EXERCISE INSTRUCTIONS >> Each entry has to be printed again exactly.

SUPPLIED MATERIAL >>
=== Begin Enclosure ===

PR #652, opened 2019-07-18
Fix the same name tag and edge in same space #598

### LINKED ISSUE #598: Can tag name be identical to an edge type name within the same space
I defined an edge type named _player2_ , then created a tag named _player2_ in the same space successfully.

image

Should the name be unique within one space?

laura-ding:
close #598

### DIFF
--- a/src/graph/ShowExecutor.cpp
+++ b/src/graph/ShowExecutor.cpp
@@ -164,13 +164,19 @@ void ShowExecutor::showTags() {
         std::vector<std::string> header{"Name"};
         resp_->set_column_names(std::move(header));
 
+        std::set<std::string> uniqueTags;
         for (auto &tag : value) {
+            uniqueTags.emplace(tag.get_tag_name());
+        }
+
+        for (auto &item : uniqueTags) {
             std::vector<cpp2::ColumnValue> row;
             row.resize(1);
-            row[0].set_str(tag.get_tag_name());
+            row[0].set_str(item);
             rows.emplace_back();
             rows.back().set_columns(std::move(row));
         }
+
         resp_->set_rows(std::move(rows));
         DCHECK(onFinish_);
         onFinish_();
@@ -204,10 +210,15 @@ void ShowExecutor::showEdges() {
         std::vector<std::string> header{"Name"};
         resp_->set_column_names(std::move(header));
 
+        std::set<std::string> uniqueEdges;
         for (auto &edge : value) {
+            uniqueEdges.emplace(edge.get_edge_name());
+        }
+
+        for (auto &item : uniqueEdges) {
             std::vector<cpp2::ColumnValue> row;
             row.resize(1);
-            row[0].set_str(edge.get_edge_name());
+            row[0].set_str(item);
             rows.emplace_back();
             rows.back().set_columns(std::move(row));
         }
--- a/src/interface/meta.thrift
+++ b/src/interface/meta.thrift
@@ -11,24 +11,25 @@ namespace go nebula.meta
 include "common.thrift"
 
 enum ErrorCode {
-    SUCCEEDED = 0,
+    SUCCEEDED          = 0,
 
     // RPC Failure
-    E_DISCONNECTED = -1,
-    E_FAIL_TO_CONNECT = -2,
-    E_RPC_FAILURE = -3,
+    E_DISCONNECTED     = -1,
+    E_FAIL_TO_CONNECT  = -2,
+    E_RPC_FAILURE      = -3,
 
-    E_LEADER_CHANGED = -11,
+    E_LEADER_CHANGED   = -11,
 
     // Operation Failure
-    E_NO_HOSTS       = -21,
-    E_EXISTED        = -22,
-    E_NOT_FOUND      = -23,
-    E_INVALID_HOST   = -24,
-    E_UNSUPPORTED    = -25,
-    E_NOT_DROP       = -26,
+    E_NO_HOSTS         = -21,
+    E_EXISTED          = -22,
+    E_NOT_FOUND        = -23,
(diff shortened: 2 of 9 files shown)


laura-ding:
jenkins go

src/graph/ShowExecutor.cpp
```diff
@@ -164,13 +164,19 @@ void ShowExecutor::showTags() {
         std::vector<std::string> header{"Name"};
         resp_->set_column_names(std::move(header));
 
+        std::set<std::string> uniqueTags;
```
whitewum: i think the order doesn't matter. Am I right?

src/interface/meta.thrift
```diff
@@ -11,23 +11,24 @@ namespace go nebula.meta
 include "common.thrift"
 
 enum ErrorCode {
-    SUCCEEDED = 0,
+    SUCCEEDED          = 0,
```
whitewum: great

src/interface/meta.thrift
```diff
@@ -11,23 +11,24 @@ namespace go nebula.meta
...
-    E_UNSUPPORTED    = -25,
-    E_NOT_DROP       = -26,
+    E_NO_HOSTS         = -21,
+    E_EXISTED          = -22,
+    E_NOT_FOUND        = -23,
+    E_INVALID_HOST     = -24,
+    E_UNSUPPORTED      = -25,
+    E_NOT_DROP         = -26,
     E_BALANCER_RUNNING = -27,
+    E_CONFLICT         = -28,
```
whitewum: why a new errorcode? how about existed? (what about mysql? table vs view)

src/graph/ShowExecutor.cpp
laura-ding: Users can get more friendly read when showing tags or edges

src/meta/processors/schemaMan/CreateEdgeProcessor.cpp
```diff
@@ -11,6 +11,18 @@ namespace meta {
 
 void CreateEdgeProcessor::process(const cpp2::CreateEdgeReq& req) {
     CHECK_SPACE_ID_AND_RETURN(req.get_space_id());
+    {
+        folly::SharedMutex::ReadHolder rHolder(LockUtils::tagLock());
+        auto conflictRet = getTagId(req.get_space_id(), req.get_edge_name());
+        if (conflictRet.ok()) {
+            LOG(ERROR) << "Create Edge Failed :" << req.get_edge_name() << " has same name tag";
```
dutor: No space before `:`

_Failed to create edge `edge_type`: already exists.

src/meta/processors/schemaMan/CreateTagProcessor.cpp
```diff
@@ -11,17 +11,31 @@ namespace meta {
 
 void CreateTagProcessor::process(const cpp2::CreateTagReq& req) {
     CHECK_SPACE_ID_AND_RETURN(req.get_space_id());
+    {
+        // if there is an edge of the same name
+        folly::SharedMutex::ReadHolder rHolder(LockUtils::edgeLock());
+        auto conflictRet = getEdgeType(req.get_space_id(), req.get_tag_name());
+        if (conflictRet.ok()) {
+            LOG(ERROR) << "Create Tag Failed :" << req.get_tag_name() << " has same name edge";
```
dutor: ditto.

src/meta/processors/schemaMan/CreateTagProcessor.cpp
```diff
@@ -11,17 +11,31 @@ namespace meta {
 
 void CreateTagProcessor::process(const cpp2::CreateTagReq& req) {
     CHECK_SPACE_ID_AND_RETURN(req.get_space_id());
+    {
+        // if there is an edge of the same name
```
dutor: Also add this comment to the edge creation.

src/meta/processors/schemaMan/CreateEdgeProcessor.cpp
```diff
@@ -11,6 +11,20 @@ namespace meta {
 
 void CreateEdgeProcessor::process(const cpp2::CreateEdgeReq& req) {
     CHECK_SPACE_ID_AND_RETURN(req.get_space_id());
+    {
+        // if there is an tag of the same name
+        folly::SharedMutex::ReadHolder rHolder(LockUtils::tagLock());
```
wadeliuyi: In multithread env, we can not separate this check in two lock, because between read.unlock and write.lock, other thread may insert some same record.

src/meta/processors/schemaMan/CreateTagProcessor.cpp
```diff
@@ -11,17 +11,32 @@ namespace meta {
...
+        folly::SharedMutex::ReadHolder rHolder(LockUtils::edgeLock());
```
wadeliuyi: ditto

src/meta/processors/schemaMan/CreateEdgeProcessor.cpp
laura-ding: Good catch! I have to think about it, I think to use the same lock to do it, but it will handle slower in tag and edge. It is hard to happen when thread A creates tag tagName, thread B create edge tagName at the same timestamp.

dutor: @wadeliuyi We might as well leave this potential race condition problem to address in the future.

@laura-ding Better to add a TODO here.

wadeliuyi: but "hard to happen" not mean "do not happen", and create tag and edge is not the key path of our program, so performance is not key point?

=== End Enclosure ===

EXPECTED ANSWER >>
PR #652, opened 2019-07-18
Fix the same name tag and edge in same space #598

### LINKED ISSUE #598: Can tag name be identical to an edge type name within the same space
I defined an edge type named _player2_ , then created a tag named _player2_ in the same space successfully.

image

Should the name be unique within one space?

laura-ding:
close #598

### DIFF
--- a/src/graph/ShowExecutor.cpp
+++ b/src/graph/ShowExecutor.cpp
@@ -164,13 +164,19 @@ void ShowExecutor::showTags() {
         std::vector<std::string> header{"Name"};
         resp_->set_column_names(std::move(header));
 
+        std::set<std::string> uniqueTags;
         for (auto &tag : value) {
+            uniqueTags.emplace(tag.get_tag_name());
+        }
+
+        for (auto &item : uniqueTags) {
             std::vector<cpp2::ColumnValue> row;
             row.resize(1);
-            row[0].set_str(tag.get_tag_name());
+            row[0].set_str(item);
             rows.emplace_back();
             rows.back().set_columns(std::move(row));
         }
+
         resp_->set_rows(std::move(rows));
         DCHECK(onFinish_);
         onFinish_();
@@ -204,10 +210,15 @@ void ShowExecutor::showEdges() {
         std::vector<std::string> header{"Name"};
         resp_->set_column_names(std::move(header));
 
+        std::set<std::string> uniqueEdges;
         for (auto &edge : value) {
+            uniqueEdges.emplace(edge.get_edge_name());
+        }
+
+        for (auto &item : uniqueEdges) {
             std::vector<cpp2::ColumnValue> row;
             row.resize(1);
-            row[0].set_str(edge.get_edge_name());
+            row[0].set_str(item);
             rows.emplace_back();
             rows.back().set_columns(std::move(row));
         }
--- a/src/interface/meta.thrift
+++ b/src/interface/meta.thrift
@@ -11,24 +11,25 @@ namespace go nebula.meta
 include "common.thrift"
 
 enum ErrorCode {
-    SUCCEEDED = 0,
+    SUCCEEDED          = 0,
 
     // RPC Failure
-    E_DISCONNECTED = -1,
-    E_FAIL_TO_CONNECT = -2,
-    E_RPC_FAILURE = -3,
+    E_DISCONNECTED     = -1,
+    E_FAIL_TO_CONNECT  = -2,
+    E_RPC_FAILURE      = -3,
 
-    E_LEADER_CHANGED = -11,
+    E_LEADER_CHANGED   = -11,
 
     // Operation Failure
-    E_NO_HOSTS       = -21,
-    E_EXISTED        = -22,
-    E_NOT_FOUND      = -23,
-    E_INVALID_HOST   = -24,
-    E_UNSUPPORTED    = -25,
-    E_NOT_DROP       = -26,
+    E_NO_HOSTS         = -21,
+    E_EXISTED          = -22,
+    E_NOT_FOUND        = -23,
(diff shortened: 2 of 9 files shown)


laura-ding:
jenkins go

src/graph/ShowExecutor.cpp
```diff
@@ -164,13 +164,19 @@ void ShowExecutor::showTags() {
         std::vector<std::string> header{"Name"};
         resp_->set_column_names(std::move(header));
 
+        std::set<std::string> uniqueTags;
```
whitewum: i think the order doesn't matter. Am I right?

src/interface/meta.thrift
```diff
@@ -11,23 +11,24 @@ namespace go nebula.meta
 include "common.thrift"
 
 enum ErrorCode {
-    SUCCEEDED = 0,
+    SUCCEEDED          = 0,
```
whitewum: great

src/interface/meta.thrift
```diff
@@ -11,23 +11,24 @@ namespace go nebula.meta
...
-    E_UNSUPPORTED    = -25,
-    E_NOT_DROP       = -26,
+    E_NO_HOSTS         = -21,
+    E_EXISTED          = -22,
+    E_NOT_FOUND        = -23,
+    E_INVALID_HOST     = -24,
+    E_UNSUPPORTED      = -25,
+    E_NOT_DROP         = -26,
     E_BALANCER_RUNNING = -27,
+    E_CONFLICT         = -28,
```
whitewum: why a new errorcode? how about existed? (what about mysql? table vs view)

src/graph/ShowExecutor.cpp
laura-ding: Users can get more friendly read when showing tags or edges

src/meta/processors/schemaMan/CreateEdgeProcessor.cpp
```diff
@@ -11,6 +11,18 @@ namespace meta {
 
 void CreateEdgeProcessor::process(const cpp2::CreateEdgeReq& req) {
     CHECK_SPACE_ID_AND_RETURN(req.get_space_id());
+    {
+        folly::SharedMutex::ReadHolder rHolder(LockUtils::tagLock());
+        auto conflictRet = getTagId(req.get_space_id(), req.get_edge_name());
+        if (conflictRet.ok()) {
+            LOG(ERROR) << "Create Edge Failed :" << req.get_edge_name() << " has same name tag";
```
dutor: No space before `:`

_Failed to create edge `edge_type`: already exists.

src/meta/processors/schemaMan/CreateTagProcessor.cpp
```diff
@@ -11,17 +11,31 @@ namespace meta {
 
 void CreateTagProcessor::process(const cpp2::CreateTagReq& req) {
     CHECK_SPACE_ID_AND_RETURN(req.get_space_id());
+    {
+        // if there is an edge of the same name
+        folly::SharedMutex::ReadHolder rHolder(LockUtils::edgeLock());
+        auto conflictRet = getEdgeType(req.get_space_id(), req.get_tag_name());
+        if (conflictRet.ok()) {
+            LOG(ERROR) << "Create Tag Failed :" << req.get_tag_name() << " has same name edge";
```
dutor: ditto.

src/meta/processors/schemaMan/CreateTagProcessor.cpp
```diff
@@ -11,17 +11,31 @@ namespace meta {
 
 void CreateTagProcessor::process(const cpp2::CreateTagReq& req) {
     CHECK_SPACE_ID_AND_RETURN(req.get_space_id());
+    {
+        // if there is an edge of the same name
```
dutor: Also add this comment to the edge creation.

src/meta/processors/schemaMan/CreateEdgeProcessor.cpp
```diff
@@ -11,6 +11,20 @@ namespace meta {
 
 void CreateEdgeProcessor::process(const cpp2::CreateEdgeReq& req) {
     CHECK_SPACE_ID_AND_RETURN(req.get_space_id());
+    {
+        // if there is an tag of the same name
+        folly::SharedMutex::ReadHolder rHolder(LockUtils::tagLock());
```
wadeliuyi: In multithread env, we can not separate this check in two lock, because between read.unlock and write.lock, other thread may insert some same record.

src/meta/processors/schemaMan/CreateTagProcessor.cpp
```diff
@@ -11,17 +11,32 @@ namespace meta {
...
+        folly::SharedMutex::ReadHolder rHolder(LockUtils::edgeLock());
```
wadeliuyi: ditto

src/meta/processors/schemaMan/CreateEdgeProcessor.cpp
laura-ding: Good catch! I have to think about it, I think to use the same lock to do it, but it will handle slower in tag and edge. It is hard to happen when thread A creates tag tagName, thread B create edge tagName at the same timestamp.

dutor: @wadeliuyi We might as well leave this potential race condition problem to address in the future.

@laura-ding Better to add a TODO here.

wadeliuyi: but "hard to happen" not mean "do not happen", and create tag and edge is not the key path of our program, so performance is not key point?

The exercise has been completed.